Exercise requirements:
What is the number of lines in these entries that contain "coherent"? State it alone.
(Data supplied Opens)
PR #985, opened 2021-03-30
fix(bounded area chart): update bounded area chart so bounds don't sh…

### LINKED ISSUE #980: Min and max bounds with null values are drawn as zero values in bounded area charts
#### I am submitting a...

- [ ] Feature request
- [ ] Design defect
- [x] Source code defect
- [ ] Other

#### charts version:
0.41.44

### Issue description
Null values are drawn as zero values for bounds, while they are ignored for the line.

Set the min or max value in https://carbon-design-system.github.io/carbon-charts/?path=/story/area--bounded-area-time-series-natural-curve to null.

#### Current behavior
The null value of the bound is drawn as a zero value.

#### Expected behavior
Similarly to the line the bounds should be interrupted.

### Screenshot or recording
bounded-area-chart-null

shaziajk:
…ow for null values

Behaviour of bounded area chart now match that of the line chart where null values are shown as a
break in the chart

fix #980

### Updates
- Fix for issue https://github.com/carbon-design-system/carbon-charts/issues/980

Not sure if this is ok, but this is how it looks with a null value in
Screenshot 2021-03-30 at 10 18 41

- [ ] Demos all features
- [ ] Documented/annotated
- [ ] Matches UI/UX specs
- [ ] Accessible

### DIFF
--- a/packages/core/src/components/graphs/area.ts
+++ b/packages/core/src/components/graphs/area.ts
@@ -41,17 +41,16 @@ export class Area extends Component {
 		const { cartesianScales } = this.services;
 
 		const orientation = cartesianScales.getOrientation();
-		const areaGenerator = area().curve(this.services.curves.getD3Curve())
-		.defined((datum: any, i) => {
-			if (boundsEnabled) {
+		const areaGenerator = area()
+			.curve(this.services.curves.getD3Curve())
+			.defined((datum: any, i) => {
 				const rangeIdentifier = cartesianScales.getRangeIdentifier();
 				const value = datum[rangeIdentifier];
 				if (value === null || value === undefined) {
 					return false;
 				}
-			}
-			return true;
-		});
+				return true;
+			});
 
 		// Update the bound data on area groups
 		const groupedData = this.model.getGroupedData(this.configs.groups);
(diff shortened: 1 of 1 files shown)


packages/core/src/components/graphs/area.ts
```diff
@@ -41,7 +41,17 @@ export class Area extends Component {
...
+		.defined((datum: any, i) => {
+			if (boundsEnabled) {
+				const rangeIdentifier = cartesianScales.getRangeIdentifier();
+				const value = datum[rangeIdentifier];
+				if (value === null || value === undefined) {
+					return false;
+				}
+			}
+			return true;
+		});
```
theiliad, line 54: seems like the use of `defined()` is missing in the area chart, can we remove the `if (boundsEnabled)` check to make sure that this also works for regular area charts? Thanks

theiliad (changes requested):

packages/core/src/components/graphs/area.ts
shaziajk: Yep sure should be done now! 
Screenshot 2021-03-30 at 16 43 56

theiliad (approved):
Great work thank you @shaziajk

sophiiae (approved):

PR #1009, opened 2021-04-29
fix(core): fix bullet demo issue

sophiiae:


natashadecoste (approved):
🎉

packages/core/src/interfaces/enums.ts
```diff
@@ -214,7 +214,7 @@ export enum AxisTitleOrientations {
 /**
  * enum of legend item type
  */
-export enum LegendItemType {
+export enum LegendItemTypes {
```
cal-smith, line 217: Just want to make sure the `LegendItemType` -> `LegendItemTypes` change is something that we want, and isn't something that's going to trip up consumers? I might be missing something, but it just seems like an aesthetic change?

packages/core/src/tools.ts
```diff
@@ -295,25 +297,28 @@ export namespace Tools {
 		);
 
 		// Retain default legend additional items
-		if (defaultAdditionalItems && userProvidedAdditionalItems) {
+		if (defaultAdditionalItems && userProvidedAdditionalItems) {
```
cal-smith, line 300: Weird extra space here, not sure why prettier didn't catch that ...
```suggestion
		if (defaultAdditionalItems && userProvidedAdditionalItems) {
```

cal-smith (approved):
Looks good overall, just a couple questions

PR #1013, opened 2021-05-04
HTML Layout components + additional toolbar controls

theiliad:
image
image

UPDATES:
- Changes the layout engine to use HTML instead of SVG (flexbox layouts)
- Optimized axis label rotation logic
- Legends & chart titles are now HTML
- Legend & layout using flexbox now
- Export as CSV/JPG/PNG

TODO:

- [x] Fix skeletons
- [x] Fix toolbar
- [x] Fix scatter tooltip issues
- [x] Cross-browser fullscreen
- [x] Choose between `dom-to-image` & `html-to-image`
- [x] Plex support in image exports
- [x] Moving file downloads into a file service
- [x] Add imports for modal & data-table
- [x] Un-break meter
- [x] Un-break circle pack zooming

Future (separate PRs):
- CSV exports for non-cartesian charts


jeanservaas:
Looking good! Make sure the modal button only spans 50% of the modal... right now it looks like more than that.

And put the 'x' on Keto to shed some pounds!

image

theiliad:
> Looking good! Make sure the modal button only spans 50% of the modal... right now it looks like more than that.
> 
> And put the 'x' on Keto to shed some pounds!
> 
> image

Will do haha!

cal-smith (commented):
Lots of good stuff in here, I'm sure I'll have to do a second pass .... It might be good to get Plex added in a separate PR though, over 2,000 files really bogs down the Github UI.

theiliad:
> Lots of good stuff in here, I'm sure I'll have to do a second pass .... It might be good to get Plex added in a separate PR though, over 2,000 files really bogs down the Github UI.

Found a different way of using plex so we're good

packages/core/src/model-cartesian-charts.ts
```diff
@@ -11,6 +14,50 @@ export class ChartModelCartesian extends ChartModel {
...
+					: datum[rangeIdentifier].toLocaleString(), // range value
+			])
+		);
+
+		let csvString = '',
+			csvData = '';
+		data.forEach(function (d, i) {
+			csvData = d.join(';');
+			csvString += i < data.length ? csvData + '\n' : csvData;
+		});
```
Akshat55, line 56: CSV files should be comma-separated, however from what I’ve read this can vary based on region. So semi-colon will not work in NA by default but may work in other regions? I think it might be best to use commas by default or hardcode the delimiter?

To hardcode the delimiter, change line 51 to:
```js
let csvString = 'sep=;\n',
```

packages/core/src/interfaces/enums.ts
```diff
@@ -1,6 +1,11 @@
 import * as EventEnums from './events';
 export const Events = EventEnums;
 
+export enum RenderTypes {
+	HTML = 'html',
+	SVG = 'svg',
+}
+
```
Akshat55, line 8: Just a heads up - two of the same exports of RenderTypes
1. packages/core/src/interfaces/enums.ts
2. packages/core/src/components/component.ts (line 12 - 16)

Akshat55 (approved):

PR #1041, opened 2021-06-04
fix(core): radar animation issues, axis updates and zooming

theiliad:
1. Stops axes from updating when using the radar legend
2. Optimizes rendering logic and animations in radar
3. Zooming animation is minimized and more controlled


cal-smith (approved):

cameroncalder (commented):
Everything is looking great but I'm seeing the chart resize _just a bit_ when a single source is selected from the legend the first time. It doesn't seem to happen after, though.


https://user-images.githubusercontent.com/50155706/121236218-521acf80-c85b-11eb-96c0-88ad4beb3617.mp4

cameroncalder (approved):

Issue #949, opened 2021-02-04
Avoid data sorting in Donut chart


matias-quezada:
#### I am submitting a...

- [ ] Feature request
- [x] Design defect
- [ ] Source code defect
- [ ] Demo/documentation defect
- [ ] Other

#### charts version:

```json
    "@carbon/charts": "^0.41.30",
    "@carbon/charts-react": "^0.41.30",
    "carbon-components": "^10.22.0",
    "carbon-components-react": "^7.22.0",
```

### Issue description
Donut chart is sorting my data, I want to avoid that

#### Steps to produce the issue
Create a Donut chart where options have a specific order.
Click [here](https://codesandbox.io/s/wonderful-robinson-d3tx2?file=/src/index.js) to see an example.

#### Current behavior
It sorts the data by decreasing order.

#### Expected behavior
It should render the data in the order I give them to it. Or at least provide an option to behave like that.

### Screenshot or recording
![Screenshot 2021-02-04 at 12 48 22](https://user-images.githubusercontent.com/44360321/106889328-25f21500-66e8-11eb-9e9d-0e548f86a21f.png)

matias-quezada:
Related but not duplicate of https://github.com/carbon-design-system/carbon-charts/issues/449

theiliad:
I think that this was a design choice at the time of the donut implementation. @jeanservaas could you please chime in?

vgb1993:
Hy, I have the same problem.

I'm showing multiple Donuts that have the same groups. It's very misleading to have the order altered.

I tried using:

```
"legend": {
 "order": ["JQAI 2M4L1", "YEL48 Q6XK YEL48"]
}
```

But it doesn't work.

Also having to specify the order of the items would make it harder to use in our use case. It would be nice to have a On/Off flag to disable sort.

joan-pascual:
I think I'm facing the same issue. Starting from 12 o'clock the the size of the pieces should be specified, or at least implement a coherent default order, for exemple, descending in size, as i show in the picture
![MicrosoftTeams-image](https://user-images.githubusercontent.com/11899282/111813916-1fa3ab00-88da-11eb-927a-3d2b06934c05.png)

theiliad:
> I think I'm facing the same issue. Starting from 12 o'clock the the order of the pieces should be specifiable, or at least implement a coherent default order, for exemple, in the picture case I always want to see the same order in every Donut to keep it coherent

I'll make sure that design responds to this soon

[...]

PR #1043, opened 2021-06-06
feat(pie): add sortFunction option for pie chart

ntsd:
Relate to #949 because we need the fixed data sorting for pie and doughnut chart
so it would be good if we can add sort function to the pie chart option

### Updates
- Add sortFunction option for pie chart and doughnut chart

### Examples

sort by reversed value 

``` Javascript
option: {
	pie: {
      sortFunction: (a: any, b: any) => {
		return b.value - a.value; // sort by reversed value
      },
    },
}
```

sort by name

``` Javascript
option: {
	pie: {
      sortFunction: (a: any, b: any) => {
		return a.group.localeCompare(b.group); // sort by name
      },
    },
}
```

sort by group order

``` Javascript
const groupOrders = ['group1', 'group2'];

.
.
.

option: {
	pie: {
      sortFunction: (a: any, b: any) => {
		return groupOrders.indexOf(a.group) - groupOrders.indexOf(b.group);  // sort by group orders
      },
    },
}
```

image

- [ ] Demos all features
- [ ] Documented/annotated
- [ ] Matches UI/UX specs
- [ ] Accessible


packages/core/src/components/graphs/pie.ts
```diff
@@ -82,6 +82,12 @@ export class Pie extends Component {
 			.sort(null)
 			.padAngle(Configuration.pie.padAngle);
 
+		// set sort function from options
+		const sortFunction = options?.pie?.sortFunction;
+		if (sortFunction) {
+			pieLayout.sort(sortFunction);
+		}
+
```
theiliad, line 90: We  should add the default sort function here https://github.com/carbon-design-system/carbon-charts/blob/8f3f8fb112277fb3fa609273dcbd27fc39a39a7d/packages/core/src/configuration.ts#L375-L383

That way there should be no need to have the if-statement

packages/core/src/components/graphs/pie.ts
```diff
@@ -82,6 +82,12 @@ export class Pie extends Component {
...
 		// Sort pie layout data based off of the indecies the layout creates
 		const pieLayoutData = pieLayout(displayData).sort(
```
theiliad, line 92: should remove the `.sort()` here

packages/core/src/components/graphs/pie.ts
```diff
@@ -82,6 +82,12 @@ export class Pie extends Component {
 			.sort(null)
```
theiliad, line 82:
```suggestion
			.sort(Tools.getProperty(options, "pie", "sortFunction"))
```

theiliad: `Tools.getProperty()` returns null for any null or undefined values

theiliad (changes requested):

packages/core/src/configuration.ts
```diff
@@ -379,6 +379,7 @@ const pieChart: PieChartOptions = Tools.merge({}, chart, {
 			enabled: true,
 		},
 		alignment: Alignments.LEFT,
+		sortFunction: null,
```
theiliad, line 382:
```suggestion
		sortFunction: (a: any, b: any) => a.index - b.index
```

theiliad (changes requested):
Pls also remove this piece 
image

packages/core/src/configuration.ts
ntsd: this doesn't work because data inside `pieLayout` only have `{group: "YEL48 Q6XK YEL48", value: 10000}` which is data that put into `const pieLayoutData = pieLayout(displayData);` and I think the sort below at line 86 doesn't sort anything because when the data change d3 pie will using the sort function from the layout. I think the best way is to use null for default sort.

theiliad (approved):

PR #1048, opened 2021-06-22
feat(highlight): Add highlights

shaziajk:
### Updates
Add in Highlight feature for graphs!!! 

Screenshot 2021-07-01 at 17 30 43

- [ ] Demos all features
- [ ] Documented/annotated
- [ ] Matches UI/UX specs
- [ ] Accessible


jeanservaas:
Hi @shaziajk thanks for pairing with me on this one and tweaking it live!

So this is where we landed. 

- Added a Magenta 10 fill highlight*
- 1px dashed stroke boarder for accessibility

* Don't use red unless you want the highlight to have a negative connotation 

image

Also, try adding the exact same treatment to the zoombar and quick share that with me too in case we need to tweak... But I hope works the same way on the zoom bar.

jeanservaas:
@shaziajk 

All looks good apart from the fact that the top dashed lines are getting cut off 

image

image

We talked about this on Slack, it'd be great if we can find out how to get them even, but apart from that everything looks good!

shaziajk:
@jeanservaas That should all be done now!

packages/core/demo/data/area.ts
```diff
@@ -1,3 +1,6 @@
+import { timeFormat } from 'd3';
```
theiliad, line 1: We can't import stuff directly from `d3`, that'll ruin tree-shaking. Pls switch to the correct package, which I think is `d3-time-format`

theiliad (changes requested):

packages/core/demo/data/area.ts
shaziajk: @theiliad have removed this, it wasn't being used and was left over when I was adding stuff in

theiliad:
@shaziajk sorry forgot about this PR...

are there any concerns here? or anything else we need to look at?

mjabbink:
I think this looks good and is what I remember discussing but @jeanservaas will be better to approve on those details.

shaziajk:
> @shaziajk sorry forgot about this PR...
> 
> are there any concerns here? or anything else we need to look at?

No problem! There are no concerns or anything else that needs to be looked at from my end

jeanservaas (approved):
Looks good to me!

theiliad:
> Looks good to me!

@jeanservaas @shaziajk do we only have a red highlight option? do we need other colors?

does this support horizontal highlights as well? should it?

shaziajk:
@theiliad the default colour is one of the carbon magenta colours but the user can specify the colour they want in a similar way to how they can define the colour for some of the other chart components i.e. using:
```
"color": {
          "scale": {
            "Custom formatter": "orange"
          }
        },
```

It also supports horizontal highlights as well, however this does not show on the zoom bar as I am not sure if that was needed as it nots as effective as the vertical version but can be added in if necessary?

theiliad:
> It also supports horizontal highlights as well, however this does not show on the zoom bar as I am not sure if that was needed as it nots as effective as the vertical version but can be added in if necessary?

I think that makes sense

jeanservaas:
@theiliad what Shazia said makes sense to me. There weren't extensive explorations done with horizontal highlights or various palette options. But we can go out with this for now and if we find we need a deeper design dive we can resource it.

theiliad:
@shaziajk do you know why the angular demos have an error?

image

shaziajk:
Hmm im not sure why that errors showing 🤔 I didnt think I made any changes which could cause that
But ill take a look and see if i can spot anything that I might have done which have caused it

theiliad:
> Hmm im not sure why that errors showing 🤔 I didnt think I made any changes which could cause that
> But ill take a look and see if i can spot anything that I might have done which have caused it

no I think it's just randomly happening. going to merge and check

PR #1116, opened 2021-08-11
feat(core): add tree chart

theiliad:
TODO:
- [x] Clean up code
- [x] add enum for `treeType`
- [x] Wrappers


packages/core/src/components/graphs/tree.ts
```diff
@@ -0,0 +1,270 @@
...
+	// 				element: hoveredElement,
+	// 				datum,
+	// 			});
+
+	// 			// Hide tooltip
+	// 			self.services.events.dispatchEvent(Events.Tooltip.HIDE, {
+	// 				hoveredElement,
+	// 			});
+	// 		});
+	// }
```
Akshat55, line 269: Commented out events for pie

theiliad: yeah adding those events right now

PR #1132, opened 2021-09-03
feat(core): create alluvial chart

### LINKED ISSUE #871: Alluvial diagram - Explorations
Working [Box Note](https://ibm.box.com/s/yba0ie4522utyyfain342fxukn4lzbn1)

Akshat55:
### Updates
- Create alluvial chart component
- Created alluvial demos
- Exported alluvial in all packages

closes #871

https://user-images.githubusercontent.com/38994122/131957958-a8cabed5-3ed5-40c9-b816-82d460cdb864.mov

- [ ] Demos all features
- [ ] Documented/annotated
- [ ] Matches UI/UX specs
- [ ] Accessible


packages/core/src/interfaces/charts.ts
```diff
@@ -486,3 +486,25 @@ export interface CirclePackChartOptions extends BaseChartOptions {
...
+	}>;
+	/**
+	 * Set the node padding
+	 */
+	nodePadding?: number;
+	/**
+	 * Enable single color usage for lines
+	 */
+	monochrome?: boolean;
+}
```
theiliad, line 510: can we scope all this under `{ alluvial: {...} }`?

similar to other chart options

packages/core/src/components/graphs/alluvial.ts
```diff
@@ -0,0 +1,596 @@
...
+		<defs>
+			<style>
+			.cls-1 {
+				fill: none;
+			}
+			</style>
+		</defs>
+		<polygon points="18 6 16.57 7.393 24.15 15 4 15 4 17 24.15 17 16.57 24.573 18 26 28 16 18 6"/>
+		<rect id="_Transparent_Rectangle_" data-name="&lt;Transparent Rectangle&gt;" class="cls-1" width="32" height="32"/>
+		</svg>`;
```
theiliad, line 584: could you pls clean up this svg? we can remove the classname & just add the style as an attribute to the `rect`, and the `id` seems redundant bc. if we have multiple, then it's a problem

packages/core/src/components/graphs/alluvial.ts
```diff
@@ -0,0 +1,596 @@
...
+		this.parent
+			.selectAll('path.link')
+			.on('mouseover', function (event, datum) {
+				const hoveredElement = select(this);
+				debouncedLineHighlight(this, 'mouseover');
+				hoveredElement.classed('hovered', true);
+
+				const strokeColor = getComputedStyle(
+					this,
+					null
```
theiliad, line 276: I think you can drop the null for `getComputedStyle`

packages/core/src/components/graphs/alluvial.ts
```diff
@@ -0,0 +1,596 @@
...
+			.attr('height', 18)
+			.attr('stroke-width', 2)
+			.lower();
+
+		// Position group based on text width
+		textNode.attr('transform', (d, i) => {
+			const { width } = this.parent
+				.select(`text#node-text-${i}`)
+				.node()
+				.getBBox();
```
theiliad, line 208: getBBox() is known to have issues in firefox, depending on the version I think & the conditions of the element. We should probably use

```
const { width } = DOMUtils.getSVGElementSize(..., {
	useBBox: true,
});
```

packages/core/src/components/graphs/alluvial.ts
```diff
@@ -0,0 +1,596 @@
...
+		// Text background
+		textNode
+			.append('rect')
+			.classed('node-text-bg', true)
+			.attr('width', (d, i) => {
+				// Determine rectangle width based on text width
+				const { width } = this.parent
+					.select(`text#node-text-${i}`)
+					.node()
+					.getBBox();
```
theiliad, line 196: same note as below re. `getBBox()`

packages/core/src/components/graphs/alluvial.ts
```diff
@@ -0,0 +1,596 @@
...
+					return nodeCoordinates[d];
+				}
+				return '';
+			})
+			.attr('y', 20)
+			.attr('x', (d, i) => {
+				const { width } = this.parent
+					.select(`text#category-${i}`)
+					.node()
+					.getBBox();
```
theiliad, line 102: same note as below for `getBBox()`

theiliad (changes requested):

packages/core/src/components/graphs/alluvial.ts
```diff
@@ -0,0 +1,596 @@
...
+			]);
+
+		// Construct a graph with the provided user data
+		this.graph = sankey({
+			nodes: options.nodes.map((d) => Object.assign({}, d)),
+			links: data.map((d) => Object.assign({}, d)),
+		});
+
+		// Filter out unused nodes so they are not rendered
+		this.graph.nodes = this.graph.nodes.filter((node) => node.value !== 0);
```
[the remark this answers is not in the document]
Akshat55: That would require additional computation. I'm filtering the nodes after the graph has been created so I wouldn't have to construct a set and iterate through the data then remove nodes that aren't being used. When the graph is created, the nodes all have values equal to the number of edges they have so, if a node has a value of 0 it should be removed.

packages/core/src/components/graphs/alluvial.ts
```diff
@@ -0,0 +1,596 @@
...
+// D3 imports
+import { select } from 'd3-selection';
+import { sankey as d3Sankey, sankeyLinkHorizontal } from 'd3-sankey';
+
+export class Alluvial extends Component {
+	type = 'alluvial';
+	renderType = RenderTypes.SVG;
+
+	private graph: any;
+	private width;
```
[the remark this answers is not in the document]
Akshat55: No, we do not

packages/core/src/components/graphs/alluvial.ts
```diff
@@ -0,0 +1,596 @@
...
+		}
+
+		const sankey = d3Sankey()
+			.nodeId((d) => d.name)
+			.nodeWidth(Configuration.alluvial.nodeWidth)
+			// Distance nodes are apart from each other
+			.nodePadding(nodePadding)
+			// size of the chart and its padding
+			.extent([
+				[2, 30],
```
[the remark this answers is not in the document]
Akshat55: I've added the following comments to clarify, for some reason, it isn't being shown

```js
// Size of the chart and its padding
// Chart starts at 2 and ends at width - 2 so the outer nodes can expand from center
// Chart starts from 30 so node categories can be displayed
```

theiliad (approved):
(Data supplied Closes)
Output for this exercise:
2